PR #572, opened 2023-07-25
Reduce line count

tcharding:
This PR is formatting changes only, totally non-urgent.

Reduce line count by setting a couple of rustfmt config options to be the same as they are in `rust-bitcoin`. Final patch removes whitespace in trait impl blocks, and was the impetus for this PR.


apoelstra:
I think increasing `chain_width` is mostly a bad change.

apoelstra:
But 0c7a972bc3693f7cc0a6fed108ad11f2b8afdbb6 looks good otherwise.

tcharding:
So, assuming the comment I wrote in the rustfmt config file of rust-bitcoin is correct, we can't keep `chain_width` with a custom setting and not all the others if we want to use `use_small_heuristics = "Max"` - is the chain width annoying enough to warrant dropping this whole patch? Real question, this is your and @sanket1729's call, I'm jonny come lately to this crate.

tcharding:
I split each config option change into a separate patch so they can be viewed easily. I actually think the only massive win is `fn_single_line` and maybe `struct_lit_width`.

tcharding:
FTR docs say the values are a percentage of `max_width` but anything over 80 causes an error, so there is a bug somewhere.

`fn_call_width` cannot have a value that exceeds `max_width`. `fn_call_width` will be set to the same value as `max_width`

tcharding:
> Not really a fan of the array_width change either.

No worries, I'll drop that commit - that is exactly why I kept them all separate :)

tcharding:
Force push removes the `array_width` change (was the last patch of the series).

tcharding:
> Otherwise https://github.com/rust-bitcoin/rust-miniscript/commit/75d3fa8da07c4ae62f6194c3078f529c924f479b looks good.

This is the commit hash of the removed patch.

apoelstra (approved):
ACK 1cab0b872854a00bc7bfb2dc52a47a81350240fc

tcharding:
Rebased, no other changes.

apoelstra (dismissed):
ACK f41a70db0f403ac047b0e76f6585c05854bfaa60

tcharding:
Re-done after `planning` module merging. @TheBlueMatt this one should make you all warm and fuzzy inside :)

sanket1729:
@tcharding, what order do you prefer I merge the PRs?

apoelstra (approved):
ACK 26bb52e2037a9d603264943770e7f5c31be7bddd

tcharding:
This one first please, it will cause loads of conflicts but that is always going to be the case whenever it merges.

PR #573, opened 2023-07-25
Make common generics more terse 

tcharding:
This is #375 brought back to life, I don't have perms to re-open PRs. Includes all things from the discussion thread. The individual patches are marked wip and have foramatting changes separate, this is so reviewers can more easily see how the changes effect formatting. Also this PR is hella invasive, it can sit here until its a good time to merge then I can redo the whole thing and squash it into a single patch.

I will in no way take offence if this gets nack'ed for being too invasive :)


apoelstra:
sgtm. See my comments in the other PR, which match my current opinions.

tcharding:
Awesome, thanks. How about `ScriptContext` to `Context` which I only mention in discussion on the other PR?

apoelstra:
Yep, I think `ScriptContext` to `Context` is fine.

tcharding:
Cool, just to make sure, would either of these be better?
- `fn foo<Pk: Key, C: Context>();` 
- `fn foo<Pk: Key, C: Ctx>();`

apoelstra:
I think `Context` is better than `Ctx`.

tcharding:
Cool, I'm going to go with `<Pk: Key, Ctx: Context>`.

tcharding:
Patch one is a bit of a punish to review but it can be verified by doing the changes yourself and running the formatter
- `MiniscriptKey` becomes `Key`
- `ScriptContext` becomes `Context`
- Run `cargo +nightly fmt`

No other manual changes in patch 1

apoelstra:
I think in the second commit we should also re-export `ContextError` as `ScriptContextError`, since that's the only other breaking change.

apoelstra (dismissed):
ACK 2c8ca201b899d894ae1fb904c7d6cb7b804a1c1e

apoelstra:
Will hold off on merging in case you want to add the extra re-export.

tcharding:
> I think in the second commit we should also re-export ContextError as ScriptContextError, since that's the only other breaking change.

Oooo, to be honest I did not actually notice that change this time around when I redid this work. I'll add the re-export as suggested. Furthermore, do we want to use `context::Error` instead while we are touching it? (FTR I have been explicitly ignoring errors and docs in miniscript just recently, errors because of the stuff we are doing in secp/bitcoin and docs because I'll get to them later.)

tcharding:
I re-ordered the patches to put the alias stuff last. Added `ScriptContextError` alias. As is the patch maintains backwards compatibility - I'm not convinced the current re-exports are perfectly ergonomic.

tcharding:
The errors are a bit of a mess, changing to use `context::Error` is opening a can of worms. I'm going to leave it as `ContextError` for now.

tcharding:
Rebased, no other changes.

sanket1729:
Hey Tobin, sorry for the delayed response. I am waiting a few days to merge other PRs to see if we can #481 in first.

tcharding:
Oh definitely! don't make them rebase that PR. Thanks for paying attention.

apoelstra (approved):
ACK 24c11c09f66e213306ff3569e2b07adfe1bf3221

tcharding:
One invasive clean up at a time is plenty, leaving this util there is an opportune moment to push it.

PR #574, opened 2023-07-25
Implement From<Foo> for Descriptor<Pk> using macro

tcharding:
Add a macro and remove all the individual from impls.

Refactor only, no logic changes.

### DIFF
--- a/src/descriptor/mod.rs
+++ b/src/descriptor/mod.rs
@@ -76,47 +76,18 @@ pub enum Descriptor<Pk: MiniscriptKey> {
     Tr(Tr<Pk>),
 }
 
-impl<Pk: MiniscriptKey> From<Bare<Pk>> for Descriptor<Pk> {
-    #[inline]
-    fn from(inner: Bare<Pk>) -> Self {
-        Descriptor::Bare(inner)
-    }
-}
+macro_rules! impl_from_for_descriptor {
+    ($($from:ident),*) => {
+        $(
+            impl<Pk: MiniscriptKey> From<$from<Pk>> for Descriptor<Pk> {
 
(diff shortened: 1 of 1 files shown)


apoelstra:
I wish there was a way that you could expand macros prior to committing them. So we could have a CI job that checked that all the code was actually produced from macros, but when reading it, you could read the expanded versions.

In C you can kinda do this by running `cpp` directly.

In Rust I guess we could also use `cpp` but that's maybe too evil :).

But basically, I like the guaranteed consistency and ease of writing macros but I really think they harm readability.

tcharding:
> but I really think they harm readability

The first Rust job I had they barred me from writing macros because of this.

Perhaps we can find a middle ground, if the macro was called in a form more like what the code looks like it would be easier to read. It may even be easier to read because it reduces the noise.

Something like this?
```rust
// Implements From<error::Bar> for GeneralError converting to `GeneralError::Bar(error::Bar)`
impl_from_for_error_type!(error::Bar, GeneralError::Bar);
```

apoelstra:
Can you use `for` instead of `is`? Or does Rust prevent this?

tcharding:
We can put anything we want in there I believe, I did not code the actual macro up though. (I also had `for` at one stage when editing the original post)

tcharding:
oh that's right, I removed `for` because its a bit weird to have for and then include the variant name.

apoelstra:
Ah, I see. So even in your hypotheticals I misread what was going on ... I think the explicit code is probably better than anything we've got here.

One thing we could experiment with is adding `#[from]` the way that `thiserror` does. We've shied away from syntax extensions in the past but possibly this one is easy to do. Unsure. It would probably depend on `quote` which we've had MSRV trouble with in the past.

tcharding:
I"ll leave this for now.

PR #575, opened 2023-07-25
Add call_through macro

tcharding:
Draft to see what you guys think of this. It could be used all over the place but its non trivial because loads of the call through functions differ in return type, mostly erroring vs infallible.

Add a macro that calls through to a function for each variant of an enum.

Add a single example usage of the new macro.

### DIFF
--- a/src/descriptor/bare.rs
+++ b/src/descriptor/bare.rs
@@ -223,6 +223,11 @@ impl<Pk: MiniscriptKey> Pkh<Pk> {
         self.pk
     }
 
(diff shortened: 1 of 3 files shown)


apoelstra:
Weak concept NACK. I think it makes the code too much less readable.

tcharding:
No stress, cheers. There are going to be a ton of "clean up" ideas coming over the next few days hopefully on my way to the stuff we talked about, please nack away merrily whenever you think they are not real improvements.

PR #576, opened 2023-07-25
Remove the `Liftable` trait

tcharding:
Draft to showcase this idea, I'm not sure how to write the function docs just yet.

This trait is never used as a trait bound, there is no obvious reason for its existence.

_What the exercise asks_
Which lines in the material above include the string "shortened"? Pull them out.

_Output for this task_
(diff shortened: 1 of 1 files shown)
(diff shortened: 1 of 3 files shown)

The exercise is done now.